PR #2329, opened 2018-02-10
Fixes #2318 Events bookmarked from Featured Speakers are now visible in AboutFragment.

### LINKED ISSUE #2318: Events bookmarked from Featured Speakers are not visible in about fragment.
**Actual Behaviour**

The events bookmarked from the section of Featured Speakers are not visible in about fragment.

**Expected Behaviour**

The events should be visible.

**Steps to reproduce it**

See the below Gif to reproduce the issue.

**Gif of the issue**

open

Yes

raj10071997:
Fixes #2318

Changes: Before when the onResume() method was called in AboutFragment.java, it doesn't update the bookMarksListAdapter with the new data. Now call to the function getBookmarkedSessions() first checks the new data and then update the list for the bookMarksListAdapter.

### DIFF
--- a/android/app/src/main/java/org/fossasia/openevent/core/about/AboutFragmentViewModel.java
+++ b/android/app/src/main/java/org/fossasia/openevent/core/about/AboutFragmentViewModel.java
@@ -34,6 +34,7 @@ public class AboutFragmentViewModel extends ViewModel {
     private LiveData<Event> eventLiveData;
     private LiveData<List<Speaker>> featuredSpeakers;
     private MutableLiveData<Bitmap> eventLogo;
+    private Long numberOfBookmarkedSessions;
 
     public AboutFragmentViewModel() {
         realmRepo = RealmDataRepository.getDefaultInstance();
@@ -58,10 +59,12 @@ public class AboutFragmentViewModel extends ViewModel {
     }
 
     public LiveData<List<Object>> getBookmarkedSessions() {
-        if (sessions == null) {
+        if (sessions == null || numberOfBookmarkedSessions != realmRepo.getBookMarkedSessionsLength()) {
             LiveRealmData<Session> sessionLiveRealmData = RealmDataRepository.asLiveData(realmRepo.getBookMarkedSessions());
             sessions = Transformations.map(sessionLiveRealmData, this::getSessionsList);
+            numberOfBookmarkedSessions = realmRepo.getBookMarkedSessionsLength();
         }
+
         return sessions;
     }
 
--- a/android/app/src/main/java/org/fossasia/openevent/data/repository/RealmDataRepository.java
+++ b/android/app/src/main/java/org/fossasia/openevent/data/repository/RealmDataRepository.java
@@ -406,6 +406,10 @@ public class RealmDataRepository {
         return realm.where(Session.class).equalTo("isBookmarked", true).findAllAsync();
     }
 
+    public long getBookMarkedSessionsLength() {
+        return realm.where(Session.class).equalTo("isBookmarked", true).count();
+    }
+
     public List<Session> getBookMarkedSessionsSync() {
         Realm realm = Realm.getDefaultInstance();
         RealmResults<Session> sessions = realm.where(Session.class).equalTo("isBookmarked", true).findAll();


iamareebjamal:
IMO, this is a workaround and not a solution

raj10071997:
@iamareebjamal  Actually I thought of this solution because when we come back from SpeakerDetailsActivity.java, the onResume() method of AboutFragment.java is called which in turn calls the getBookmarkedSessions(). Now this method returns the previous list of sessions and not the updated one, so there must be a way to update it and that's why I thought of this solution.

raj10071997:
@iamareebjamal  Can you please tell in which cases the solution is failing so that I can make the changes?

shivaraju07:
I tried this method. It works fine for me.

iamareebjamal:
The thing is that we are using Realm, it should automatically update no matter if bound in onResume or onStart, the problem is in the reactivity and not the lifecycle. If we say that the bug is fixed by allowing this workaround, then it may pass several subtle bugs in the future

raj10071997:
@iamareebjamal Ok. Then I'll try to think of something else.

iamareebjamal:
@raj10071997 Status?

raj10071997:
@iamareebjamal  sorry for the late reply. The auto update of the objects in realm only happens when that object is a model object. I referred to this link - https://medium.com/@ffvanderlaan/realm-auto-updated-objects-what-you-need-to-know-b2d769d12d76. And LiveData only notifies active observers about updates. Also  "session" is an object of LiveData which will only notify the observer only when it gets updated. So when onResume method is called, it will notify only when the session object is updated. And since it session is not a Model object of realm it will not be auto updated and will return the old list.

android/app/src/main/java/org/fossasia/openevent/core/about/AboutFragmentViewModel.java
```diff
@@ -58,10 +59,12 @@ public AboutFragmentViewModel() {
     }
 
     public LiveData<List<Object>> getBookmarkedSessions() {
-        if (sessions == null) {
+        if (sessions == null || numberOfBookmarkedSessions != realmRepo.getBookMarkedSessionsLength()) {
             LiveRealmData<Session> sessionLiveRealmData = RealmDataRepository.asLiveData(realmRepo.getBookMarkedSessions());
             sessions = Transformations.map(sessionLiveRealmData, this::getSessionsList);
```
iamareebjamal, line 64: `realmRepo.getBookMarkedSessions()` these should be reactive and live and hence should be updated automatically

raj10071997: But without going inside the if condition how the sessions object will be updated because we are returning sessions object. I added this condition "numberOfBookmarkedSessions != realmRepo.getBookMarkedSessionsLength()" so that the body of the if condition will be executed only when there is change in the realm.

raj10071997: Actually I tried and changed the body of the if condition to this,

``` 
 if(sessions == null) {
      sessions = Transformations.map(RealmDataRepository.asLiveData(realmRepo.getBookMarkedSessions()),this::getSessionsList);
   }  
```

I changed this because realmRepo.getBookMarkedSessions() should be executed if the object is auto updated but still after changing the code to this sessions object returns the old list.

iamareebjamal: I would recommend that you actually try to get bookmarked sessions from RealmRepository and add a listener on them and check if you are getting change event or not. This will reveal the problem

raj10071997: Ok.

raj10071997: Yes on attaching a listener to the object returned by realmRepo.getBookMarkedSessions(), I am getting the change event, but the sessions object is not getting auto updated. Also I think that sessions object is an object of LiveData so why it should be auto updated. I made the following changes in the constructor of AboutFragmentViewModel.java

```
private boolean check = false;

 public AboutFragmentViewModel() {
        realmRepo = RealmDataRepository.getDefaultInstance();
        s = realmRepo.getBookMarkedSessions();
        sessionLiveRealmData = RealmDataRepository.asLiveData(s);
        s.addChangeListener(sessions -> {
            sessionLiveRealmData = RealmDataRepository.asLiveData(sessions);
            check = true;
        });
    }
```
And changed the getBookMarkedSessions() method to this-
```
 public LiveData<List<Object>> getBookmarkedSessions() {
        if (sessions == null || check) {
            sessions = Transformations.map(sessionLiveRealmData, this::getSessionsList);
            check = false;
        }
        return sessions;
    }
```

But still the list is not getting updated. Can you please tell me where am I doing wrong?

iamareebjamal: > Also I think that sessions object is an object of LiveData so why it should be auto updated.

This is exactly why it should get updated. LiveData is meant to be reactive and change aware. So if it is not being updated, it is a bug in the implementation of conversion into LiveData

As to why your code is not working, you create an instance of `sessionLiveRealmData`, let's say it is instance `ada2313v`, so the fragment is listening to `ada2313v` and at each change you just reassign the reference to `sessionLiveRealmData` to a new instance, let's say `e4ew335r`. The fragment is still listening to `ada2313v`, it doesn't care about your local change. If things were simple (reactive) this way, we wouldn't even need LiveData, Observables and everything. Want to notify an object has changed, just reassign the variable to a new thing and it will be changed everywhere!

This confusion is the reason why we should always use final (non-reassignable) properties wherever possible so that changes can be propagated by mutating the LiveData and not by reassigning it (which does nothing but make the app slower by Object Instantiation)

raj10071997: ``` So if it is not being updated, it is a bug in the implementation of conversion into LiveData ``` 
Yes, it is the bug in this method Transformations.map(sessionLiveRealmData, this::getSessionsList); So should I make changes in this method ?

iamareebjamal: Yup

raj10071997: @iamareebjamal I got one solution and it is working. I changed the parent class of LiveRealData.java from LiveData<RealmResults<T>> to MutableLiveData<RealmResults<T>> 
and changed the constructor to this

```
public AboutFragmentViewModel() {
        realmRepo = RealmDataRepository.getDefaultInstance();
        s = realmRepo.getBookMarkedSessions();
        sessionLiveRealmData = RealmDataRepository.asLiveData(s);
        s.addChangeListener(sessions -> {
            sessionLiveRealmData.setValue(sessions);
        });
    }
```
The above solution is working. You were right, the ```Transformations.map(sessionLiveRealmData, this::getSessionsList) ``` method was listening to old reference of ```sessionLiveRealmData``` so it will not listen to new data and so I changed the  ```sessionLiveRealmData``` object parent class and changed it's value inside the listener. And it is working fine. Can you tell if anything wrong in this method ?

iamareebjamal: Well obviously this will work because now we are manually triggering the change through a change listener. The idea of RealmLiveData is to automatically do it removing the need of manual changes. This is not the solution unfortunately. I am currently busy or would have seen what's the issue. @srv-twry Can you please help?

raj10071997: @iamareebjamal  I thought of this solution as there is no way to update the value of LiveData object and the Transformations.map() method only executes if there is a change in the LIveData object passed in it as a parameter and since it was listening to old LiveData object(i.e. sessionLiveRealmData ) there is no other way to update it and the documentation says that MutableLiveData has the setValue method to change the stored value. That's why I thought of changing the parent class as the only difference between LiveData and MutableLiveData is that MutableLiveData has two extra methods to change the stored value. And that's why I thought of this solution. But if you say so I'll try to think of something else.

dr0pdb: @iamareebjamal Yes, looking into it.

dr0pdb: @raj10071997 After going through the issue, i don't think we need to think so much about it. Everything was correctly implemented except in the AboutFragment's ```loadData``` method.

Can you please replace 
``` Java
aboutFragmentViewModel.getBookmarkedSessions().observe(this, sessionsList -> {
            sessions.clear();
            sessions.addAll(sessionsList);
            bookMarksListAdapter = new GlobalSearchAdapter(sessions, getContext());
            bookMarksListAdapter.setOnBookmarkSelectedListener(this);
            bookmarksRecyclerView.setAdapter(bookMarksListAdapter);
            handleVisibility();
        });
```

with this 

``` Java
aboutFragmentViewModel.getBookmarkedSessions().observe(this, sessionsList -> {
            sessions.clear();
            sessions.addAll(sessionsList);
            bookMarksListAdapter.notifyDataSetChanged();
            handleVisibility();
        });
```

dr0pdb: videotogif_2018 03 07_01 11 59

raj10071997: @srv-twry I tried your changes locally. I only made the changes you specified and tested them locally. In my phone the bookmarked sessions appear only when they are equal to 3. And if I try to mark more than that, then only 4 bookmarked sessions are shown and then when the sessions become equal to 6, all the bookmarked sessions are shown. The gif shows only the issue about the 3 sessions.

videotogif_2018 03 07_13 22 49

raj10071997: @srv-twry The changes you mentioned are the only changes that needed to be done?

dr0pdb: Yes, they are the only changes that i made. 
The error you're getting is weird. Can you completely uninstall the application and reinstall it after making the above changes ?

raj10071997: I am still getting the same results. I also noticed one thing that when you install the app so you are basically logged out (now don't login) and then if you try to bookmark the events, the events don't get displayed at all in AboutFragment.java, doesn't matter how many events you bookmark. Are you getting the same results too when you install the app and you are logged out? I am using Android 7.0 Nougat (API 24).

dr0pdb: The above GIF that i uploaded has me logged out only.

raj10071997: Ok. I'll try to see why am I getting these errors. As I cleared the cache data and uninstalled the application and then installed it with your suggested changes. I have my development branch updated with the remote branch. And still I am getting these errors. I'll see why am I getting these errors and will notify you soon.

PROBLEM DETAILS:
Word for word, restate the entries from the first line to the line that has "private LiveData<Event> eventLiveData;", both included, and nothing else.

TASK SOLUTION:
PR #2329, opened 2018-02-10
Fixes #2318 Events bookmarked from Featured Speakers are now visible in AboutFragment.

### LINKED ISSUE #2318: Events bookmarked from Featured Speakers are not visible in about fragment.
**Actual Behaviour**

The events bookmarked from the section of Featured Speakers are not visible in about fragment.

**Expected Behaviour**

The events should be visible.

**Steps to reproduce it**

See the below Gif to reproduce the issue.

**Gif of the issue**

open

Yes

raj10071997:
Fixes #2318

Changes: Before when the onResume() method was called in AboutFragment.java, it doesn't update the bookMarksListAdapter with the new data. Now call to the function getBookmarkedSessions() first checks the new data and then update the list for the bookMarksListAdapter.

### DIFF
--- a/android/app/src/main/java/org/fossasia/openevent/core/about/AboutFragmentViewModel.java
+++ b/android/app/src/main/java/org/fossasia/openevent/core/about/AboutFragmentViewModel.java
@@ -34,6 +34,7 @@ public class AboutFragmentViewModel extends ViewModel {
     private LiveData<Event> eventLiveData;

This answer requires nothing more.